两人深知孙子兵法的精华所在——三十六计,走为上计。二人从小只见过乖巧可爱,偶尔闹闹脾气撒撒娇的宠物狗,哪里见过这般阵仗,自是不敢逞一时英雄,反误了卿卿性命。左转右转,绕过一个个分岔路口,终于与大黑狗一拍两散。
喘了口气,两人不约而同地开始绕了个远路。方才的尴尬还没那么快消失,梅鹤峦咳咳嗓子,继续补充道:“去姑姑道观的时候,刚好在黄婆婆后面排着,听见她许愿姐姐的中风可以痊愈。

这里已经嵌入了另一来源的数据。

PR #18, opened 2020-09-26
Added time argument to a number of functions

### LINKED ISSUE #15: getAttr, Plug.asDouble, and Plug.asVector don't support evaluation in another context
I noticed these don't take the time argument, I wasn't sure if there was a particular reason for this?

monkeez:
Resolves #15 

Also fixes asMatrix to use cmdx.DGContext instead of om.MDGContext, otherwise the call will expect an MTime instead of a float.

### DIFF
--- a/cmdx.py
+++ b/cmdx.py
@@ -2289,7 +2289,7 @@ class Plug(object):
     def count(self):
         return self._mplug.evaluateNumElements()
 
-    def asDouble(self):
+    def asDouble(self, time=None):
         """Return plug as double (Python float)
 
         Example:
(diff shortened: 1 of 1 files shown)


monkeez:
As an aside, I was wondering what the unused "type" arguments in cmdx.getAttr and cmdx.setAttr are for?

mottosso:
Nice one.

The unused type is for backwards compatibility with `cmds.getAttr`. It's what lets you swap out the `s` for `x` in most cases and everything would "just work (tm)".

Ready to merge?

monkeez:
Yup, ready to merge!

PR #22, opened 2020-10-01
Automatically convert from string -> cmdx for convenience functions

fvbehr:
Added 
`if isinstance(node, str):`
    `node = encode(node)`
to listRelatives so it behaves more like the cmds command.

### DIFF
--- a/cmdx.py
+++ b/cmdx.py
@@ -993,7 +993,7 @@ class Node(object):
 
         if isinstance(attr, str):
             node, attr = attr.rsplit(".", 1)
-            node = cmdx.encode(node)
+            node = encode(node)
             attr = node[attr]
 
         if isinstance(attr, _AbstractAttribute):
@@ -4176,7 +4176,7 @@ def setAttr(attr, value, type=None):
 
     if isinstance(attr, str):
         node, attr = attr.rsplit(".", 1)
-        node = cmdx.encode(node)
+        node = encode(node)
         attr = node[attr]
 
     attr.write(value)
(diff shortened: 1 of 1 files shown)


mottosso:
Thanks @fvbehr, I think this looks good.

For consistency with the remaining convenience functions..

```py
>>> cmdx.addAttr("pCube1", longName="myAttr", defaultValue=5.0, attributeType="double")
>>> cmdx.connectAttr("pCube1.myAttr", benji + ".tx")
>>> cmdx.setAttr("pCube1.myAttr", 5)
>>> cmdx.delete("pCube1")
```

Do you think we should make the same automatic conversion there? For attributes, we could probably get away with something like..

```py
if isinstance(attr, str):
  node, attr = attr.rsplit(".", 1)
  node = cmdx.encode(node)
  attr = node[attr]
```

mottosso:
For most functions, especially those meant for use by others, there's a docstring with an "Examples" section.

- Like [this one](https://github.com/mottosso/cmdx/blob/d2203e8eee51857b6e1bb1ed175d0ff928854c47/cmdx.py#L4245).

Those examples are actually run and validated as tests. Could you add a few lines to take the new feature for a spin?

fvbehr:
> Do you think we should make the same automatic conversion there?

Yes. That would make it more consistent.

mottosso:
Agreed, will you update the PR? Better to not introduce inconsistency to begin with.

fvbehr:
> Those examples are actually run and validated as tests. Could you add a few lines to take the new feature for a spin?

The current example does not return True at the moment. `cmds.listRelatives` does.
`cmds.createNode` returns unicode and it seems that `cmdx.listRelatives` is expecting a string.
If I add `child = str(child)`
`cmdx.listRelatives(child, parent=True)` returns **[|transform1]**.
Without it, it returns None.

The comparison seems to fail, because `[parent]` is **[u'transform1']** and not **[|transform1]**.

mottosso:
> The current example does not return True at the moment. 

Hm, it does on my machine.

```py
parent = cmdx.createNode("transform")
child = cmdx.createNode("transform", parent=parent)
assert cmdx.listRelatives(child, parent=True) == [parent]
```

Can you show me how you got anything other than `True`?

> The comparison seems to fail, because [parent] is [u'transform1'] and not [|transform1].

Could you post a reproducible?

fvbehr:
> Hm, it does on my machine.

Ah, I see. I was using `cmds.createNode`. That fails. When using `cmdx.createNode`, it works.

I'll look into adding an example and update the pr.

mottosso:
Hi @fvbehr! Any progress on this? I think it would be a neat feature to introduce that could help a lot of beginners. The remaining step is to fix the tests, and ideally add the same convenience to the remaining members, to avoid surprises.

fvbehr:
Hi @mottosso,
Sorry for the lack of updates. Had some tight deadlines. 
I am on vacation this week and will be able to look into it next week.

mottosso:
No problem, enjoy!

mottosso:
That looks good, could you add some examples in the docstrings too? Especially ones that capture what works and what doesn't.

mottosso:
Also have a look at what the [unitests say](https://mottosso.visualstudio.com/cmdx/_build/results?buildId=861&view=logs&jobId=aa1b1517-b9bf-50c8-ea98-af75e805f67c&j=aa1b1517-b9bf-50c8-ea98-af75e805f67c&t=0d1303e4-627b-5afb-e2a2-58a7a350376d)

mottosso:
Noticed you pushed another update, I think this looks good, nice work @fvbehr!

”
“莫非你就是传说中的哆啦A梦?”景昭双手合十,装成一本正经的样子打趣对方:“我们救苦救难的神仙降于人世救死扶伤……”
梅鹤峦偏着头看了他一眼,眉眼带笑,摇了摇头。刚才奔跑的时候,不知是哪颗树上的叶子飘落,飞到了景昭头上,现如今依旧稳固扎根,不曾掉落。梅鹤峦不经意地摸了摸梅鹤峦的头发,而后帮忙摘掉了那颗叶子。
路上,梅鹤峦为景昭介绍了冯婆婆的情况。
冯婆婆已届耳顺之年,丈夫早年去世,一直只和大姑姐卫婆婆一起生活。卫婆婆比她大三岁,偶然一天跌倒后就中风了,虽说语言系统没啥问题,但是下肢无力,平日靠轮椅行步。

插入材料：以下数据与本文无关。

PR #23, opened 2020-10-01
Usability

mottosso:
Minor usability improvements.

- `cmdx.Plug.append(autofill)` for when you want to append to the next available index, rather than the largest index. That is, if an index is connected and then disconnected, the default index would be `1` even though `0` is available. Autofill attempts to utilise indices that are free by searching for the first unconnected index in an array attribute.
- Time plugs, e.g. `cmdx.encode("time1")["outTime"]`, now returns a value in `cmdx.Seconds`, which is consistent with how values are written to it, and to how they are written with the Maya Python API 2.0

卫婆婆自尊心强,中风后行动不便,常心生惭愧,上次趁冯婆婆不在家,偷偷自尽,还好被邻居妹子及时发现。冯婆婆无可奈何,遂去观里求签,与梅鹤峦意外相识。
第22章 22 抑情忍欲
一番望闻问切后,梅鹤峦从挎包里掏出一卷螺青色针灸包,放在床边的木桌上。一排排长短不一的银针摊开来,染上黄昏的颜色,闪着细碎的光。
他修长的手指捻起九枚细若牛芒的银针,极轻极快地刺入卫婆婆内关、委中、三阴交、尺泽、极泉、水沟中经络的六处主穴,剩下的则插入随症配穴。

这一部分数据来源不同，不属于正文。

PR #24, opened 2020-10-05
Usability improvements

mottosso:
Lots of good stuff!


cmdx.py
```diff
@@ -2555,20 +2604,20 @@ def type(self):
 
         return self._mplug.attribute().apiTypeStr
 
-    def path(self):
-        return "%s.%s" % (
-            self._node.path(), self._mplug.partialName(
+    def path(self, full=True):
```
mottosso, line 2607: Interesting. Does this solve the issue of overly verbose paths e.g. `myNode.translate.translateX`? Or what was the motivation here?

cmdx.py
```diff
@@ -4096,9 +4192,38 @@ def createNode(self, type, name=None, parent=None):
         return DagNode(mobj, exists=False, modifier=self)
 
     @record_history
-    def parent(self, node, parent=None):
-        parent = parent._mobject if parent is not None else None
-        self._modifier.reparentNode(node._mobject, parent)
+    def parent(self, node, parent=None, preserve=True):
```
mottosso, line 4195: Need to document what's going on here.

cmdx.py
```diff
@@ -4096,9 +4192,38 @@ def createNode(self, type, name=None, parent=None):
...
+
+        if node.typeId == tJoint:
+            self.disconnect(node['inverseScale'])
+            if parent and parent.typeId == tJoint:
+                self.connect(parent['scale'], node['inverseScale'])
+
+    @record_history
+    def transform(self, node, transform):
+
+        if transform.rotationOrder() - 1 != node['ro']:
```
mottosso, line 4217: Need to document what's going on here. Why -1?

Also try and stick with double-quotes `"` instead of `'`, for consistency.

cmdx.py
```diff
@@ -4143,6 +4268,45 @@ def __exit__(self, exc_type, exc_value, tb):
 Context = DGContext
 
 
+def _encode_object(arg):
```
mottosso, line 4271: These need some documentation. Why do they exist, what do they do?

cmdx.py
```diff
@@ -5247,21 +5417,51 @@ def uninitializePlugin(plugin):
...
+tNonLinear = om.MTypeId(0x464e4c44)
 tNurbsCurve = om.MTypeId(0x4e435256)
 tNurbsSurface = om.MTypeId(0x4e535246)
-tJoint = om.MTypeId(0x4a4f494e)
+tOrientConstraint = om.MTypeId(0x444f5243)
+tPairBlend = om.MTypeId(0x4150424c)
+tPlusMinusAverage = om.MTypeId(0x52504d41)
+tPointConstraint = om.MTypeId(0x44505443)
+tPointOnCurveInfo = om.MTypeId(0x4e504349)
+tPointOnSurfaceInfo = om.MTypeId(0x4e505349)
```
mottosso, line 5456: Hm, I'm not convinced we need to add this many types to the module, when there is the option to use `cmdt` alongside `cmdx`. What do you think?

mottosso (commented):
Fantastic work @wougzy, have a look at my notes and let me know what you think.

cmdx.py
```diff
@@ -218,6 +218,8 @@ class _Type(int):
 kTransform = _Type(om.MFn.kTransform)
 kJoint = _Type(om.MFn.kJoint)
 kSet = _Type(om.MFn.kSet)
+kDeformer = _Type(om.MFn.kGeometryFilt)
+kConstraint = _Type(om.MFn.kConstraint)
```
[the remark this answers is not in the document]
wougzy: honestly the main reason i added them is because it was useful when i was refactoring my existing code (:

cmdx.py
```diff
@@ -732,12 +734,27 @@ def isA(self, type):
 
         return self._mobject.hasFn(type)
 
+    def isType(self, type):
```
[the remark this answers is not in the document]
wougzy: well if it doesn't lead to performance issues why not? I found it confusing at first to have different ways to check types between typeId, typeName, Fn.. especially when you need to pass them in a single argument. I wrote it to simplify this part of the connections methods that was hard to read at first. i wondered if the initial goal was to gain performance.

there's another spot in the code i hesitated to simplify (the get children part) but i wasn't sure how you wanted to design it so i left it as it is. but i'd suggest you have a look there too

cmdx.py
```diff
@@ -1062,17 +1082,32 @@ def connections(self, type=None, unit=None, plugs=False):
...
 
         for plug in self._fn.getConnections():
-            mobject = plug.node()
-            node = Node(mobject)
-
-            if not type or type == node._fn.typeName:
-                plug = Plug(node, plug, unit)
-                for connection in plug.connections(plugs=plugs):
+            plug = Plug(self, plug, unit)
+            for connection in plug.connections(type=type, unit=unit, plugs=plugs, source=source, destination=destination):
```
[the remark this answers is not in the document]
wougzy: sorry (: it's part of my bad coding habits that i have to change

cmdx.py
```diff
@@ -1062,17 +1082,32 @@ def connections(self, type=None, unit=None, plugs=False):
...
+                else:
                     yield connection
 
-    def connection(self, type=None, unit=None, plug=False):
+    def connection(self, type=None, unit=None, plug=False, source=True, destination=True, connection=False):
         """Singular version of :func:`connections()`"""
-        return next(self.connections(type, unit, plug), None)
+        return next(self.connections(type, unit, plug, source, destination, connection), None)
+
+    def inputs(self, type=None, unit=None, plugs=False, connections=False):
```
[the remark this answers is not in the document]
wougzy: my main concern was to find again the same way to code connections from pymel, the connections argument was also missing from the original cmds commands.

most importantly i found some issues and discrepancies between the methods from Node and Plug. now they are the same and they should work correctly

cmdx.py
```diff
@@ -2231,6 +2267,12 @@ def plug(self):
     def isArray(self):
         return self._mplug.isArray
 
+    @property
+    def arrayIndices(self):
```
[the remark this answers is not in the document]
wougzy: yup bad coding habits again i admit it

cmdx.py
wougzy: oh right! i've seen you were planning to write the relative/absolute in another part of the code (def parent from root i remember) you really need that for rigging so i added that in the modifiers. i'm not sure if it's the best design and if we have to move that to the root command. you tell me

cmdx.py
wougzy: that's it. but it was part of my first findings when i began to refactor existing code. maybe we should have more options to translate plug names like cmds (like shortnames)

i also wondered why you were using full path and not shortest path when you convert node and plugs to string. is it for performance issues? if not it would be better to use shortest path to find back the original maya behaviour to print node names. but again i'm not really sure of the initial intention of it

cmdx.py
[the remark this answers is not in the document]
mottosso: Aha, I see what you want it to do. Yes, let's move this to `isA`, I can see how it helps readability, and I wouldn't worry about the performance for making comparisons. When in doubt, profile it.

cmdx.py
mottosso: Generally, I would leave convenience functionality to cmds (or PyMEL). There's no end to how much of cmds we could reimplement and it would not only bloat cmdx but also introduce unneccesary bugs for little to no gain.

I would move this into your own codebase, as a wrapper around this basic call.

mottosso:
Also don't forget to have a look at the broken test. Looks like there's just one, related to how paths are returned.

cmdx.py
mottosso: I've found that paths are rarely useful with cmdx, since nodes are uniquely identified via their hash. And when I do want to know the path, I found it useful to mimic what filesystems do.

```c
c:\my\full\path

# Versus
full\path
```

Especially since the shortest path in Maya changes based on what else is around. It reads to me like an optimisation for serialisation (like the shortName of attributes) rather than anything someone would want to read.

In this case, `.translate.translateX` is *not* what one would expect to read, so I think we're moving in the right direction.

cmdx.py
wougzy: hmm right! i understand your point. feel free to drop it if you're not sure about it

cmdx.py
wougzy: ah yes sorry i forgot that one. it is simply a mapping between the rotateOrder plug from transform nodes and the rotationOrder from transformationMatrix

not very convenient.. (:

cmdx.py
wougzy: yeah this is more like my personal use of cmdx. feel free to drop it too

i found it useful to have these ones when i refactored scripts since they use a lot of maya commands and i had to constantly switch between strings and Node instances.

cmdx.py
wougzy: oh yeah no problem. i missed that one

so why don't you completely remove these ones from cmdx? you could just import them all from cmdt then

wougzy:
ok! i'll have a look this evening. that's the part where i'm not familiar with all of this (:

mottosso:
No problem, I'll guide you through it. :)

| Step 1 | Step 2
|:---|:---
| image | image
| Step 3 | Step 4
| image | image

Yeah, the UI/UX of that is terrible. xD

You can also run the test locally, which I would recommend. You'll just need a few things.

```bash
mayapy
nose
flaky
```

And then call..

```bash
cd cmdx/
mayapy run_tests.py
```

cmdx.py
mottosso: Because I'd like cmdx to be standalone for most people, but extensible for the power users. Some types, like `tTransform` is more common than `tPairBlend` for example. It's not written in stone.. maybe one day we'll either merge all of them into `cmdx.py` or make a Python package instead.

cmdx.py
```diff
@@ -2541,6 +2586,10 @@ def show(self):
 
         self.channelBox = True
 
+    @property
+    def editable(self):
+        return not self._mplug.isFreeToChange()
```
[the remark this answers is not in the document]
wougzy: yeah this one is important because you can edit animated plug and they are connected. you may need both

cmdx.py
wougzy: no problem. i'm revising my wrapper anyway so i'll drop all this extra code
i agree on the point everyone should be able to implement this lib the way they want

wougzy:
i'm a bit confused about the unit tests. it looks like they failed over already existing part of cmdx i didn't touched and that are quiet recent (the doctests failed at the docstrings of Plug.append and it tried to compare traceback log from failed on purpose commands)

otherwise i commited some cleanup and i removed my personal stuff that i moved to my wrapper

mottosso:
I had a look at the failing tests, this one:

```bash
======================================================================
FAIL: Doctest: cmdx.Plug.append
  File "C:\program files\autodesk\maya2020\bin\python27.zip\doctest.py", line 2226, in runTest
    raise self.failureException(self.format_failure(new.getvalue()))
AssertionError: Failed doctest test for cmdx.Plug.append
  File "C:\github\mottosso\cmdx\cmdx.py", line 2350, in append

File "C:\github\mottosso\cmdx\cmdx.py", line 2366, in cmdx.Plug.append
Failed example:
    node["notArray"].append(2.0)
Expected:
    ...
    TypeError: "|appendTest.notArray" was not an array attribute
Got:
      File "C:\program files\autodesk\maya2020\bin\python27.zip\doctest.py", line 1315, in __run
        compileflags, 1) in test.globs
      File "<doctest cmdx.Plug.append[5]>", line 1, in <module>
        node["notArray"].append(2.0)
      File "C:\github\mottosso\cmdx\cmdx.py", line 2390, in append
        raise TypeError("\"%s\" was not an array attribute" % self.path())
    TypeError: "appendTest.notArray" was not an array attribute
```

And it's subtle, but the problem is:

```py
# Expected
    TypeError: "|appendTest.notArray" was not an array attribute

# Got
    TypeError: "appendTest.notArray" was not an array attribute
```

Notice the missing `|`? It has to do with how attribute paths have changed from full to shortest. We should definitely keep showing the full paths, but I also noticed that..

```py
>>> persp = encode("persp")
>>> persp["translate"].path()
persp.translate
>>> persp["translateX"].path()
persp.translate.translateX
```

Where the `shortestPath` didn't address the issue of overly verbose attribute names, unless we pass `full=False`.

```py
>>> persp["translateX"].path(full=False)
persp.translateX
```

I think False should be the default, I can't see why one would ever want that extra level for attribute paths, it especially doesn't add to readability. Unless I'm overlooking something?

mottosso:
I made some changes but wasn't able to push to your repo, here's a patch it would be great if you could integrate.


<details><summary>0001-Reduce-default-verbosity-of-attribute-names.patch</summary>

```bash
From 025004bd2a86edded4ac9e244c06ec4055aa128c Mon Sep 17 00:00:00 2001
From: Marcus Ottosson <konstruktion@gmail.com>
Date: Wed, 7 Oct 2020 07:09:06 +0100
Subject: [PATCH] Reduce default verbosity of attribute names E.g. from
 .translate.translateX -> .translateX

---
 cmdx.py | 46 ++++++++++++++++++++++++++++++++++++++--------
 1 file changed, 38 insertions(+), 8 deletions(-)

diff --git a/cmdx.py b/cmdx.py
index 1f1006a..ef6c91b 100644
--- a/cmdx.py
+++ b/cmdx.py
@@ -2096,7 +2096,7 @@ class Plug(object):
         if isinstance(other, str):
             try:
                 # E.g. node["t"] + "x"
-                return self._node[self.name() + other]
+                return self._node[self.name(long=False) + other]
             except ExistError:
                 # E.g. node["translate"] + "X"
                 return self._node[self.name(long=True) + other]
@@ -2662,20 +2662,50 @@ class Plug(object):
 
         return self._mplug.attribute().apiTypeStr
 
-    def path(self, full=True):
+    def path(self, full=False):
+        """Return path to attribute, including node path
+    
+        Examples:
+            >>> persp = encode("persp")
+            >>> persp["translate"].path()
+            '|persp.translate'
+            >>> persp["translateX"].path()
+            '|persp.translateX'
+
+        """
+
         return "{}.{}".format(
-            self._node.shortestPath(), self._mplug.partialName(
+            self._node.path(), self._mplug.partialName(
                 includeNodeName=False,
                 useLongNames=True,
                 useFullAttributePath=full
             )
         )
 
-    def name(self, long=False, full=True):
-        return self._mplug.partialName(
-            includeNodeName=False,
-            useLongNames=long,
-            useFullAttributePath=full
+    def name(self, long=True, full=False):
+        """Return name part of an attribute
+
+        Examples:
+            >>> persp = encode("persp")
+            >>> persp["translateX"].name()
+            'translateX'
+            >>> persp["tx"].name()
+            'translateX'
+            >>> persp["tx"].name(long=False)
+            'tx'
+            >>> persp["tx"].name(full=True)
+            'translate.translateX'
+            >>> persp["tx"].name(long=False, full=True)
+            't.tx'
+
+        """
+
+        return "{}".format(
+            self._mplug.partialName(
+                includeNodeName=False,
+                useLongNames=long,
+                useFullAttributePath=full
+            )
         )
 
     def read(self, unit=None, time=None):
-- 
2.28.0.windows.1

```

</details>

Save that file, and then:

```bash
$ cd cmdx
$ git apply 0001-Reduce-default-verbosity-of-attribute-names.patch
```

cmdx.py
```diff
@@ -729,15 +734,26 @@ def isA(self, type):
...
+        if isinstance(type, om.MTypeId):
+            return type == self._fn.typeId
+        elif isinstance(type, string_types):
+            return type == self._fn.typeName
+        elif isinstance(type, (tuple, list)):
+            return self._fn.typeName in type or self._fn.typeId in type
+        elif isinstance(type, int):
+            return self._mobject.hasFn(type)
 
-        return self._mobject.hasFn(type)
```
mottosso, line 733: We should warn here, the user might not understand types don't match because of an invalid type.

```py
else:
  cmds.warning("Unsupported argument passed to isA('%s')" % type)
  return False
```

cmdx.py
```diff
@@ -1136,7 +1231,8 @@ def __repr__(self):
     def __init__(self, mobject, *args, **kwargs):
         super(DagNode, self).__init__(mobject, *args, **kwargs)
 
-        self._tfn = om.MFnTransform(mobject)
+        dagpath = om.MDagPath.getAPathTo(mobject)
+        self._tfn = om.MFnTransform(dagpath)
```
mottosso, line 1235: What's happening here? Why didn't passing `mobject` suffice?

cmdx.py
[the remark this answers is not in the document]
mottosso: We should make this more explicit.

```py
return self._mplug.isFreeToChange() == om.MPlug.kFreeToChange
```

Got a little confused at first as to why the `not` is there, and it just so happens that `kFreeToChange` is `0`. Poor choice of value. xD

wougzy:
omg i completely missed that "pipe" character in the logs. i forgot i modified the node path part of this function and i thought it was safe. a brilliant sample of why unit test is a good practice..

cmdx.py
wougzy: this one is also important if you want to use MSpace.kWorld with MFnTransform functions (like translation or rotatePivot for example)
it is also needed for MFnMesh getPoints with kWorld and so on..

mottosso: Hm I see.

I would be interested in the performance impact of this, since it would affect every instantiation of nodes throughout cmdx. Could you try running a simple loop with before/after?

Have a look at [plot.py](https://github.com/mottosso/cmdx/blob/e17862ac4a5814dbed1165c839c27067338146cd/plot.py#L155) for some examples of how you can profile things like this.

If it turns out to have a significant impact, we should make it optional (somehow) since I have yet to encounter a need for these missing features and would prefer not to have to pay for it until I do.

wougzy: i agree with that. i was not comfortable with this addition. i had the feeling it could address some performance issue. i'll try to profile that from your example

a solution would be to add a function to DagNode to convert its MFnTransform

wougzy: hmm the performance loss is significant
i ran the Test of createNode transform
i have on average 416ms for cmds, 429ms for cmdx and 466ms with this modification

mottosso: I can think of two options that would suffice.

1. Lazy instantiation, for example in the `translation()`, if `kWorld` is passed, instantiate it *once* there, and then reuse it the next time around.
2. Make free functions for e.g. `cmdx.translation(node, cmdx.sWorld)` that support the features you're missing.

The latter means you pay for it only for the nodes that matter, and only when it matters, only for those that actually use it. The former means the cost is explicit. Either option seems acceptable to me.

mottosso:
2020.3 was released yesterday with an interesting addition `MDGModifier.deleteNode(includeParents=True)`, I wonder if this could address the issues you were seeing? :O

- https://help.autodesk.com/view/MAYAUL/2020/ENU/?guid=__py_ref_class_open_maya_1_1_m_d_g_modifier_html

Not much additional info about why it was added.

cmdx.py
wougzy: i like it this way and it will justify the "re-implementation" of those functions to DagNode

wougzy:
haha thanks autodesk...
it looks like this is precisely the problem i had with the modifier

when i run this sample on maya 2018. everything is deleted...
`parent = mx.create_node(mx.tTransform)
child = mx.create_node(mx.tTransform, parent=parent)

with mx.DagModifier() as md:
  md.delete(child)
`
it also explains why it is so difficult to delete shapes

wougzy:
while we're at it, what do you think about updating DagNode default string representations?

```
    def __str__(self):
        return self.shortestPath()

    def __repr__(self):
        return self.shortestPath()
```

the point is to stick to how maya print nodes by default. i don't know if it has a performance impact. this is something i modified in my wrapper anyway and which is a concern for me as i use this behaviour a lot to verbose data. I have a very biased vision on the subject because we often work with very deep hierarchies in rig and you see what i mean this is hard to read (:

mottosso:
> while we're at it, what do you think about updating DagNode default string representations?

Hm, yes I can see what you mean. I would leave `__repr__` with the full path, but use the short path for `__str__`. Would that work for you?

wougzy:
yes that's it! i believe that's what most tds would expect as it's the default Maya behaviour. I'll see that tomorrow quietly, it looks like there is a lot unit test that depend on it

speaking about that i may have a last small question about default stuffs. I noticed the default keyable state of new created attributes was True. It is False by default in mel and cmds. I couldn't find what was the default setting of the api. So was it done on purpose?

mottosso:
> I noticed the default keyable state of new created attributes was True

You're right, that sounds inconsistent with the API as well.

- http://help.autodesk.com/cloudhelp/2020/ENU/Maya-SDK-MERGED/cpp_ref/class_m_fn_attribute.html#a9e68a8b4af016b37f6567cfa6d68e551

Happy to switch that default to False.

mottosso:
Let me know when you're happy @wougzy and we'll get this merged. If something isn't quite perfect yet, let's save it for another PR where we can focus in on just that, before this PR gets too big.

wougzy:
haha right. i think i'm done with theses ones yeah. i'll leave the str changes. i don't want to interfere with the unit test and i can deal with that in wrapper anyway

mottosso:
Whop! Before this PR gets too big, let's make it happen!

mottosso:
🥳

冯婆婆跟景昭坐在一块,指着梅鹤峦的手叹道:“小梅都不需要盯一会儿,琢磨下穴位。这手跟长了眼睛一样,嗖嗖地,你看多快啊!”
景昭跟着点点头,这才没一会儿功夫。卫婆婆的中经络与中脏腑等穴位几近处处是针,搞得他都有些晕针了。他挪开眼睛,视线却落在针灸包上。他走过去,仔细观察摩挲:“缝的是鹤啊。”
“之前我问过小梅。”冯婆婆拍了下手,笑着说道,“他说是奶奶给缝的,我说这么别致呢!那鹤绣得可真灵动。”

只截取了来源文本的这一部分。